Stufe a gas catalitiche

Le stufe a gas catalitiche sono dei prodotti ecologici e particolarmente economici. La produzione di calore avviene senza la presenza di fiamma viva, ma sfruttando un pannello catalizzatore. Tale struttura permette di creare calore tramite una reazione chimica tra il GPL e il pannello; questo tipo di reazione permette di ottenere un'elevatissima efficienza, molto prossima al 100%, senza produrre sostanze nocive e senza avere in casa delle fiamme libere. La maggior parte delle stufe a gas catalitiche sono munite di un rilevatore di anidride carbonica; la reazione che avviene al loro interno infatti produce acqua e CO2, un gas che può essere nocivo se presente in elevate quantità in un ambiente dove non c'è ricircolo d'aria. Quanto l'anidride carbonica supera un livello massimo, le stufe a gas interrompono l'immissione di GPL nel circuito, spegnendosi automaticamente.

Stufe a infrarossi

Le stufe a gas sono disponibili anche a infrarossi. Al loro interno sono presenti alcuni pannelli in ceramica su cui sono presenti dei metalli, che favoriscono l'inenscamento della reazione termica di ossidazione del GPL. Anche in questo caso non è presente alcun tipo di fiamma libera, che potrebbe rendere meno sicuro questo metodo di riscaldamento. Il calore fluisce nella stanza quasi totalmente per irraggiamento e le stufe a infrarossi possono avere dimensioni più contenute rispetto a quelle catalitiche. L'effetto è però molto simile, così come la resa; diversamente da quanto avviene nelle stufe catalitiche, la parte radiante della stufa assume una vivace colorazione quando è accesa. Anche queste apparecchiature sono dotate di valvole e sensori di sicurezza, per evitare che la stufa rimanga in funzione quando nell'ambiente sono presenti eccessive quantità di anidride carbonica.

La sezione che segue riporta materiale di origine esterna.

Issue #20, opened 2022-08-31
move src/pb and src/abi out of vcs


0xbe1:
- [x] #45
- [x] #47
- [x] #48
- [x] #49

PR #60, opened 2022-09-15
codegen: standardize abi and proto codegen build scripts

Ryanmtate:
Places generated abi and pb rust files into the local crate `target/` directory, thereby ignoring the generated code within the repo. Codegen works by looking up the generated file names, which should be fully qualified and include a major version number, e.g. `example.type.v1`. The substreams codegen places the pb files into a `src/pb/` folder using the file name: `example.type.v1.rs`. The codegen will move these generated files into the target folder and replace the file name as a versioned module. e.g.

```rust
// Filename: `src/pb/example_type.rs`

#[rustfmt::skip]
#[path = "../../target/pb/example.type.v1.rs"]
pub mod v1;

#[rustfmt::skip]
#[path = "../../target/pb/example.type.v2.rs"]
pub mod v2;
```

A root `src/pb.rs` module file is also created that contains the top level type:

```rust
pub mod example_type;
```

Notice the filename and module names are underscored. This is handled by the codegen build script defined in `common/src/codegen.rs`.

A similar process is handled for ABI generates files. They are moved into the local `target/` folder as well, and a main `src/abi.rs` file is used to specify the path target.

To use the changes, ensure proto files include a fully qualified package name, e.g. `package example.type.v1`. I have updated the folder structures to use a versioned hierarchy for the files, but the only thing necessary is that the substreams codegen has the correct imports to the source pb files it needs. The proposed codegen does not rely on the folder structure of the proto files, only the files generated by the substreams codegen found within the `src/pb/` folder, which are subsequently moved to target.

Additionally, this PR updates substreams manifest to use the workspace targets for generated `.wasm` spkgs.


Ryanmtate:
resolves #https://github.com/messari/substreams/issues/20

0xbe1:
@Ryanmtate let me review after rebase, thanks!!!

0xbe1 (approved):
LGTM!!!

common/src/codegen.rs
```diff
@@ -0,0 +1,146 @@
...
+    let out_dir = out_dir.unwrap_or(DEFAULT_OUTPUT_DIR);
+    let pb_dir = Path::new("src").join("pb");
+    let target_pb_dir = Path::new(out_dir).join("pb");
+
+    // Remove previous generated files
+    fs::remove_dir_all(&target_pb_dir).ok();
+    fs::remove_dir_all(&pb_dir).ok();
+
+    // generate pb files under src/pb
+    Command::new("make")
```
this-username-is-taken, line 64: Would it be better to run this directly?
```
substreams protogen ./substreams.yaml --exclude-paths="sf/ethereum,sf/substreams,google"
```
We are not enforcing that `make codegen` will run the command above so there is a chance that someone modifies `make codegen` and build fails.

Alternatively I guess we can make a comment here saying that it's expected that every substream have a Makefile with `make codegen` and it's expected to run `substreams protogen`

common/src/codegen.rs
```diff
@@ -0,0 +1,146 @@
...
+    let pb_mod_content = pb_files
+        .iter()
+        .map(|(pb, _)| format!("pub mod {};", pb))
+        .collect::<Vec<_>>()
+        .join("\n");
+
+    fs::write("src/pb.rs", pb_mod_content).unwrap();
+
+    // Create target directories
+    fs::create_dir_all(&target_pb_dir).ok();
```
this-username-is-taken, line 96: is this necessary? We already created this on line 70

common/src/codegen.rs
```diff
@@ -0,0 +1,146 @@
...
+
+    // generate pb files under src/pb
+    Command::new("make")
+        .args(&["codegen"])
+        .status()
+        .expect("failed to codegen");
+
+    // Create target directories
+    fs::create_dir_all(&target_pb_dir).ok();
+    fs::create_dir("./src/pb/").ok();
```
this-username-is-taken, line 71: why not use `pb_dir` here?

common/src/codegen.rs
```diff
@@ -0,0 +1,146 @@
...
+        // let package_name = filename[0];
+        let name = filename[1];
+        let version = filename[2];
+        pb_files
+            .entry(name)
+            .or_insert(HashSet::new())
+            .insert(version.to_owned());
+    }
+
+    let pb_mod_content = pb_files
```
this-username-is-taken, line 87: maybe we can add a comment like:

```// @generated```

at the top of the file to make it clear that this is generated?

File: common/src/codegen.rs [hunk 5]
```diff
@@ -0,0 +1,146 @@
...
+    fs::create_dir_all(&target_pb_dir).ok();
+
+    // Move to target folders
+    fs::rename(&pb_dir, &target_pb_dir).ok();
+
+    fs::create_dir(pb_dir.clone()).ok();
+
+    for (filename, versions) in pb_files.iter() {
+        let pb_file = format!("src/pb/{}.rs", filename);
+        let content = versions
```
this-username-is-taken, line 105: maybe we can add a comment like:

```// @generated```

at the top of the file to make it clear that this is generated?

File: erc20-price/build.rs [hunk 6]
```diff
@@ -1,66 +1,10 @@
...
-    fs::write(
-        "src/abi/mod.rs",
-        abi_filenames
-            .iter()
-            .map(|contract| format!("pub mod {};", contract))
-            .collect::<Vec<_>>()
-            .join("\n"),
-    )
-    .unwrap();
+    // println!("cargo:rerun-if-changed=proto");
```
this-username-is-taken, line 5: is this left in here intentionally? what does it do?

this-username-is-taken (commented):
Left a couple minor comments. Great work overall!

Vantaggi delle stufe a gas

I vantaggi delle stufe a gas sono molteplici, anche se queste apparecchiature non sono particolarmente diffuse. L'utilizzo principale avviene nelle zone in cui non è disponibile una rete che fornisca gas metano; in caso contrario, è molto più conveniente avere una stufa a metano, da collegare alla rete tramite un tubo, evitando così di rimanere a corto di combustibile. Si tratta però di elementi per il riscaldamento molto efficienti, che permettono di riscaldare anche ambienti molto ampi: una singola stufa può arrivare a produrre calore sufficiente per il riscaldamento di un'abitaizone di 100-150 metri quadrati, con una minima spesa per il combustibile. Sono apparecchiature ecologiche, in quanto non producono polveri sottili o sostanze eccessivamente nocive nell'ambiente. Inoltre si tratta anche di apparecchiature economiche. Esistono dei modelli che si possono posizionare anche all'esterno, per riscaldare una zona circoscritta del terrazzo o del giardino; hanno una classica forma a fungo, che impedisce al calore di sfuggire verso l'alto.

Manutenzione stufe a gas

Per avere la certezza che una stufa a gas sia sempre funzionante e sicura è opportuno effettuare una regolare manutenzione di tutte le parti che la compongono. La maggior parte delle stufe a gas contiene al suo interno un filtro, che pulisce l'aria in entrata da eventuali particelle di sporco; tale filtro va mantenuto sempre pulito e, quando necessario, può essere anche sostituito. Se la stufa in questione è munita anche di una ventola per la distribuzione dell'aria, le pale dovranno essere periodicamente spolverate, per fare in modo che la polvere non si accumuli in modo eccessivo all'interno del ventilatore. Conviene anche mantenere puliti i sostegni della stufa e la struttura esterna, in modo che lo sporco, riscaldandosi, non si incolli in modo irreparabile alla struttura. Una stufa pulita è anche più efficiente.

Stufe a gas prezzi

Una delle principali peculiarità delle stufe a gas sta nel prezzo, che è in genere abbastanza contenuto. Una stufa a gas di piccole dimensioni può costare anche solo 150-200 euro, pur permettendo di riscaldare una stanza di medie dimensioni. Il mercato offre prodotti di varie dimensioni, e anche alcuni particolarmente decorativi e compatti, che si possono installare in qualsiasi ambiente della casa, senza che la loro presenza rovini l'estetica e la bellezza dell'arredo. I modelli più potenti, che permettono di riscaldare anche ambienti che raggiungono i 100 metri quadrati calpestabili possono costare anche 600-800 euro. Se si desidera avere in casa una stufa a gas di design, chiaramente il costo aumenta, fino a raggiungere e superare i 1.000 euro, per i modelli particolarmente belli e che permettono di riscaldare appartamenti molto ampi. Il combustibile ha un costo decisamente irrisorio, cosa che rende queste stufe molto interessanti, anche per una casa vacanze o come supplemento al classico impianto di riscaldamento domestico.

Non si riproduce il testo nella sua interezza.